White House spokesperson Stephanie Grisham accused Pelosi of holding the articles of impeachment "in an egregious effort to garner political support."
"She failed and the naming of these managers does not change a single thing," Grisham said in a statement. "President Trump has done nothing wrong. He looks forward to having the due process rights in the Senate that Speaker Pelosi and House Democrats denied to him, and expects to be fully exonerated."
Pelosi said if the Senate launches the trial without witnesses, the American people will see it "as a pure political cover-up."
"Leader McConnell and the president are afraid of more facts coming to light," she said.
Preliminary trial steps are expected to take place this week, with the trial itself beginning Tuesday and likely lasting several weeks.
Trump: 'Witch hunts'
Trump is accused of abusing his power by pressuring Ukraine to investigate former vice president Joe Biden and his son, Hunter, who served on the board of a gas company in Ukraine, as Trump withheld $391 million in aid that he later released. The president is also accused of subsequently obstructing a congressional probe into his actions.
Trump insists he did nothing wrong and has dismissed the impeachment effort as a "witch hunt."
"While we're creating jobs and killing terrorists, Democrats in Congress are wasting America's time with demented hoaxes and crazy witch hunts," he told supporters at a Tuesday night campaign rally.
No matter what rules are in place for the Senate trial, Trump seems to be safe from the prospect of being convicted and removed from office.

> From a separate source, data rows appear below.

Issue #1116, opened 2014-12-02
Make the HTML resource service work for all known use cases


dchambers:
We've changed `BRHtmlResourceService` a number of times to fix bugs, where each time it's caused some other problems. We need to understand the complete set of use-cases and issues that need to be addressed, and tackle this holistically. This issue should be used to collate all of this information in one place before we contemplate making any changes.

The _resource-service_ should:

  * Allow the developer to place templates within a `<template/>` tag, but continue to support arbitrary tags with an `id` attribute.
  * Allow any tag to be used as the top-level node (e.g. `<td>`) and still work on IE8.
  * Place the templates within a `<template/>` tag on browsers where this is supported, so that web components can be used.
  * Provide a clone of the template when `getHtmlTemplate()` is invoked (rather than relying on Presenter or Knockout to do this).

Additionally, the _resource-service_ should continue to support the following use cases:

  * We should be able to support templates that have been defined within a `<script/>` tag.
  * We should be able to support templates that contain non-standard (e.g. HTML5) tags.
  * Templates should't be added to the document, or should be added in a way that won't interfere with any web application.

**UPDATE -- FINAL PLAN:**

Mandatory Changes:

  1. The BRJS server will be modified to allow templates to be provided within `<template/>` tags, and to wrap templates that aren't provided within `<template/>` tags, so that all templates provided to the client are wrapped within `<template/>` tags.
  1. In conjuction within the above change, the `HTMLResourceService` will be modified to return a fresh _document-fragment_ of the template contents, rather than providing a single template element (and re-using the same element each time at that).

Optional Post 1.0 Changes:

  1. An optional `<@brjs-templates@>` tag could be made available that can be used to load the HTML templates within the page itself, rather than requiring a separate XHR request.
  1. The `HTMLResourceService` could then be modified to detect if the templates have been pre-loaded, and use these directly instead of loading via XHR.
  1. IE8 support for nested `<td>` elements, etc, could be provided by using a JavaScript HTML parser to convert the `innerHTML` returned for each `<template/>` tag into a `DocumentFragment` instance.

This plan meets all of the originally stated goals, plus one more:

  1. It allows templates that contain more than one element to be created.

Though it does have one minor downside:

  1. `<img>` tags within templates will load the images in the background in IE, though we almost never use `<img>` tags since they are inconvenient to use in BRJS.

dchambers:
I was hoping to use a template polyfill, but learned that:

[...]

PR #1352, opened 2015-04-20
Allow templates to be embedded in index page

dchambers:
This pull-request is dependent on #1338 (first relevant commit is e7286b6). It fixes the first two optional parts of #1116.


dchambers:
@andyberry88, I moved to `ReadyForTest` on the assumption that you have finished dev reviewing this issue?

andyberry88:
@dchambers Yep, just that one suggestion.

thanhc:
there are some test failing in CT with the HTML resource bundling change, ct-workbench and ct-presenter
one of the test failing is:
 Connection Status Editor Workbench Tests. Checks all buttons are available and 'OK' is the initial state
with the following error:
The 'caplin.workbench.connection-editor' template contained more than one root node -- use getTemplateFragment() instead.

thanhc:
In IE we're actually getting more test failures with the same error message regarding template containing more than one node., plus other failures.

In IE8 we're gettign type error's: object doesn't support this property or method

thanhc:
In IE8 when adding the santizeHTML to the innerHTML some template tags aren't being added causing failures in IE8

thanhc:
Found an issue with using <@html.bundle@/> tag when you have a template with multiple templates then we dont seem to fix the auto wrapped templates as a result we get the "template contained more than one root node" error.  I have made changes to the it-app so that itapp.itbladeset.itblade.view has two templates in that file, then added the <@html.bundle@/> tag to the index.html (commented out), the app loads correctly when this is commented out but fails when you uncomment it.  I tried to write the following spec test but it didn't seem to catch the issue:

@Test
	public void multiTemplatesAreLoadedCorrectlyWhenEmbededInIndexPage() throws Exception {
		given(aspect).containsFileWithContents("index.html", "'<html><head><@html.bundle@/></head> hello world  </html>'")
			.and(aspect).containsResourceFileWithContents("html/view.html", "<template id='appns.view'>TESTCONTENT</template> <template id=appns.view-2>BOB</template>");
		when(aspect).requestReceivedInDev("html/bundle.html", response);
		then(response).containsOrderedTextFragments("TESTCONTENT", "BOB");
	}

andyberry88:
@thanhc The issue with the IT-app is fixed in fbd9dd2.

thanhc:
@andyberry88 looks better, the templates are now being separated out correctly., however if in the template I use i18n tokens e.g. <label>@{ct.grid.refine.refinersummary.filters}</label> then these aren't being replaced

andyberry88:
@thanhc The i18n token issue is fixed in the latest commits. We now replace i18n token in embedded templates on the server. If it's loaded via XHR it will continue to be replaced in the client.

His Republican Party holds a 53 to 47 majority in the chamber, and conviction requires a two-thirds majority, meaning if all Democrats voted to convict then 20 Republicans would have to also vote that way for Trump to lose the presidency.
New evidence
Democrats said late Tuesday that along with the impeachment articles they will include new evidence from Florida businessman Lev Parnas, an associate of Trump's personal lawyer Rudy Giuliani.
The evidence includes a screenshot of a previously undisclosed letter Giuliani sent in May to the then-president-elect, introducing himself as Trump's "personal counsel" and requesting a meeting with Trump's "knowledge and consent."
It also includes communications between Parnas, Giuliani and others about the firing of U.S. Ambassador to Ukraine Marie Yovanovich, who balked at Trump's demand for an investigation of the Bidens.
This is the third time in the country's 244-year history a U.S. president has been impeached and targeted for removal from office.
Andrew Johnson in 1868 and Bill Clinton in 1998 were both impeached by the House but acquitted in Senate trials. A fourth president, Richard Nixon, resigned in 1974 in the face of certain impeachment in a political corruption scandal.